AIM OF THE TASK: Your answer should reproduce the full set of records exactly as given.

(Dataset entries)
....................
PR #3038, opened 2025-04-02
[Diagnostics] Make the node and position of Diagnostic and Note optional

DougGregor:
Some tools that wish to make use of the diagnostics machinery don't have source locations, or even a Swift source file to point into. For example, the compiler and driver both have diagnostics that don't involve anything in source code, e.g., because they are diagnosing problems at the module level such as conflicting or incorrect compiler options. At present, the driver uses a different scheme for emitting diagnostics, and the compiler falls back to using the LLVM diagnostics machinery when there is no source location information.

Making the "node" and "position" of a Diagnostic optional make it possible to express diagnostics that aren't associated with sources. Do so, and update the diagnostic formatter to support displaying diagnostics with no source location using the same `<unknown>:0:0:` scheme the compiler users.

### DIFF
--- a/Sources/SwiftDiagnostics/Diagnostic.swift
+++ b/Sources/SwiftDiagnostics/Diagnostic.swift
@@ -21,11 +21,11 @@ public struct Diagnostic: CustomDebugStringConvertible, Sendable {
   public let diagMessage: DiagnosticMessage
 
   /// The node at whose start location the message should be displayed.
-  public let node: Syntax
+  public let node: Syntax?
 
   /// The position at which the location should be anchored.
   /// By default, this is the start location of `node`.
-  public let position: AbsolutePosition
+  public let position: AbsolutePosition?
 
   /// Nodes that should be highlighted in the source code.
   public let highlights: [Syntax]
@@ -40,17 +40,17 @@ public struct Diagnostic: CustomDebugStringConvertible, Sendable {
   /// If `highlights` is `nil` then `node` will be highlighted. This is a
   /// reasonable default for almost all diagnostics.
   public init(
-    node: some SyntaxProtocol,
+    node: (some SyntaxProtocol)?,
     position: AbsolutePosition? = nil,
     message: DiagnosticMessage,
     highlights: [Syntax]? = nil,
     notes: [Note] = [],
     fixIts: [FixIt] = []
   ) {
-    self.node = Syntax(node)
-    self.position = position ?? node.positionAfterSkippingLeadingTrivia
+    self.node = node.map { Syntax($0) }
+    self.position = position ?? node?.positionAfterSkippingLeadingTrivia
     self.diagMessage = message
-    self.highlights = highlights ?? [Syntax(node)]
+    self.highlights = highlights ?? node.map { [Syntax($0)] } ?? []
     self.notes = notes
     self.fixIts = fixIts
   }
@@ -67,13 +67,24 @@ public struct Diagnostic: CustomDebugStringConvertible, Sendable {
   }
 
   /// The location at which the diagnostic should be displayed.
-  public func location(converter: SourceLocationConverter) -> SourceLocation {
+  public func location(converter: SourceLocationConverter) -> SourceLocation? {
+    guard let position else {
+      return nil
+    }
+
     return converter.location(for: position)
   }
 
   public var debugDescription: String {
+    guard let node else {
+      return "\(DiagnosticsFormatter.unknownFileName):0:0: \(message)"
+    }
+
     let locationConverter = SourceLocationConverter(fileName: "", tree: node.root)
-    let location = location(converter: locationConverter)
+    guard let location = location(converter: locationConverter) else {
+      return "\(DiagnosticsFormatter.unknownFileName):0:0: \(message)"
+    }
+
     return "\(location.line):\(location.column): \(message)"
   }
 }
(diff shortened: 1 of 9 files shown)


DougGregor:
https://github.com/swiftlang/swift/pull/80477

@swift-ci please test

DougGregor:
SwiftFormat breaks as well, which shouldn't be a surprise

Sources/SwiftDiagnostics/Diagnostic.swift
....................
EXERCISE RESULT:
PR #3038, opened 2025-04-02
[Diagnostics] Make the node and position of Diagnostic and Note optional

DougGregor:
Some tools that wish to make use of the diagnostics machinery don't have source locations, or even a Swift source file to point into. For example, the compiler and driver both have diagnostics that don't involve anything in source code, e.g., because they are diagnosing problems at the module level such as conflicting or incorrect compiler options. At present, the driver uses a different scheme for emitting diagnostics, and the compiler falls back to using the LLVM diagnostics machinery when there is no source location information.

Making the "node" and "position" of a Diagnostic optional make it possible to express diagnostics that aren't associated with sources. Do so, and update the diagnostic formatter to support displaying diagnostics with no source location using the same `<unknown>:0:0:` scheme the compiler users.

### DIFF
--- a/Sources/SwiftDiagnostics/Diagnostic.swift
+++ b/Sources/SwiftDiagnostics/Diagnostic.swift
@@ -21,11 +21,11 @@ public struct Diagnostic: CustomDebugStringConvertible, Sendable {
   public let diagMessage: DiagnosticMessage
 
   /// The node at whose start location the message should be displayed.
-  public let node: Syntax
+  public let node: Syntax?
 
   /// The position at which the location should be anchored.
   /// By default, this is the start location of `node`.
-  public let position: AbsolutePosition
+  public let position: AbsolutePosition?
 
   /// Nodes that should be highlighted in the source code.
   public let highlights: [Syntax]
@@ -40,17 +40,17 @@ public struct Diagnostic: CustomDebugStringConvertible, Sendable {
   /// If `highlights` is `nil` then `node` will be highlighted. This is a
   /// reasonable default for almost all diagnostics.
   public init(
-    node: some SyntaxProtocol,
+    node: (some SyntaxProtocol)?,
     position: AbsolutePosition? = nil,
     message: DiagnosticMessage,
     highlights: [Syntax]? = nil,
     notes: [Note] = [],
     fixIts: [FixIt] = []
   ) {
-    self.node = Syntax(node)
-    self.position = position ?? node.positionAfterSkippingLeadingTrivia
+    self.node = node.map { Syntax($0) }
+    self.position = position ?? node?.positionAfterSkippingLeadingTrivia
     self.diagMessage = message
-    self.highlights = highlights ?? [Syntax(node)]
+    self.highlights = highlights ?? node.map { [Syntax($0)] } ?? []
     self.notes = notes
     self.fixIts = fixIts
   }
@@ -67,13 +67,24 @@ public struct Diagnostic: CustomDebugStringConvertible, Sendable {
   }
 
   /// The location at which the diagnostic should be displayed.
-  public func location(converter: SourceLocationConverter) -> SourceLocation {
+  public func location(converter: SourceLocationConverter) -> SourceLocation? {
+    guard let position else {
+      return nil
+    }
+
     return converter.location(for: position)
   }
 
   public var debugDescription: String {
+    guard let node else {
+      return "\(DiagnosticsFormatter.unknownFileName):0:0: \(message)"
+    }
+
     let locationConverter = SourceLocationConverter(fileName: "", tree: node.root)
-    let location = location(converter: locationConverter)
+    guard let location = location(converter: locationConverter) else {
+      return "\(DiagnosticsFormatter.unknownFileName):0:0: \(message)"
+    }
+
     return "\(location.line):\(location.column): \(message)"
   }
 }
(diff shortened: 1 of 9 files shown)


DougGregor:
https://github.com/swiftlang/swift/pull/80477

@swift-ci please test

DougGregor:
SwiftFormat breaks as well, which shouldn't be a surprise

Sources/SwiftDiagnostics/Diagnostic.swift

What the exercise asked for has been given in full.